→ What the task requires
Lines in the listing below that hold "commit" are the ones to copy.

Data shown START

PR #44, opened 2021-04-08
Fixed Bug with Rotor angle not honoring direction

### LINKED ISSUE #14: Rotor SetDirection is ignoring Direction
Currently Rotors ignore direction when you request to set a rotor to an angle.

So "turn the rotor to 30 counterclockwise" will still move clockwise to 30 if the rotor determines that it's faster to move clockwise to get to 30.

Also note, "30 degrees" doesn't work currently. Need to think about this separately.

MerlinofMines:
This commit mostly fixes the issue with rotor angle not obeying directions.  It turns out there are some cases where the game itself won't properly wrap around.
I added tests for the cases where obeying direction should now work.

I found multiple bugs introduced by previous changes as part of this which also had to be fixed, including:
* Subtraction Operation was not working correctly (was adding)
* SetPropertyDirection was ignoring direction for all blocks, not just rotors
* Increment/Decrement commands were broken as the relative command parameter was passed to BlockCommand twice.

This commit fixes #14

### DIFF
--- a/EasyCommands.Tests/ScriptTests/RotorBlockTests.cs
+++ b/EasyCommands.Tests/ScriptTests/RotorBlockTests.cs
@@ -1,0 +1,200 @@
+﻿using Microsoft.VisualStudio.TestTools.UnitTesting;
+using System;
+using Moq;
+using Sandbox.ModAPI.Ingame;
+using VRageMath;
+
+namespace EasyCommands.Tests.ScriptTests {
+    [TestClass]
+    public class RotorBlockTests {
+        [TestMethod]
+        public void setRotorAngleGreaterThanMovesClockwise() {
+            String script = @"
+rotate the ""rotor"" to 30
+";
+
+            using (ScriptTest test = new ScriptTest(script)) {
+                var mockRotor = new Mock<IMyMotorStator>();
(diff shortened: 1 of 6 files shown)


EasyCommands.Tests/ScriptTests/RotorBlockTests.cs
```diff
@@ -0,0 +1,200 @@
...
+            String script = @"
+rotate the ""rotor"" clockwise by 30
+";
+
+            using (ScriptTest test = new ScriptTest(script)) {
+                var mockRotor = new Mock<IMyMotorStator>();
+                test.MockBlocksOfType("rotor", mockRotor);
+
+                mockRotor.Setup(r => r.TargetVelocityRPM).Returns(1);
+                mockRotor.Setup(r => r.Angle).Returns(345 * (float)Math.PI / 180);
```
pandincus, line 78: Oh wow, the rotor angle is represented in radians???

pandincus (approved):

EasyCommands.Tests/ScriptTests/RotorBlockTests.cs
MerlinofMines: ya..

Data shown END

→ Exercise response
This commit mostly fixes the issue with rotor angle not obeying directions.  It turns out there are some cases where the game itself won't properly wrap around.
This commit fixes #14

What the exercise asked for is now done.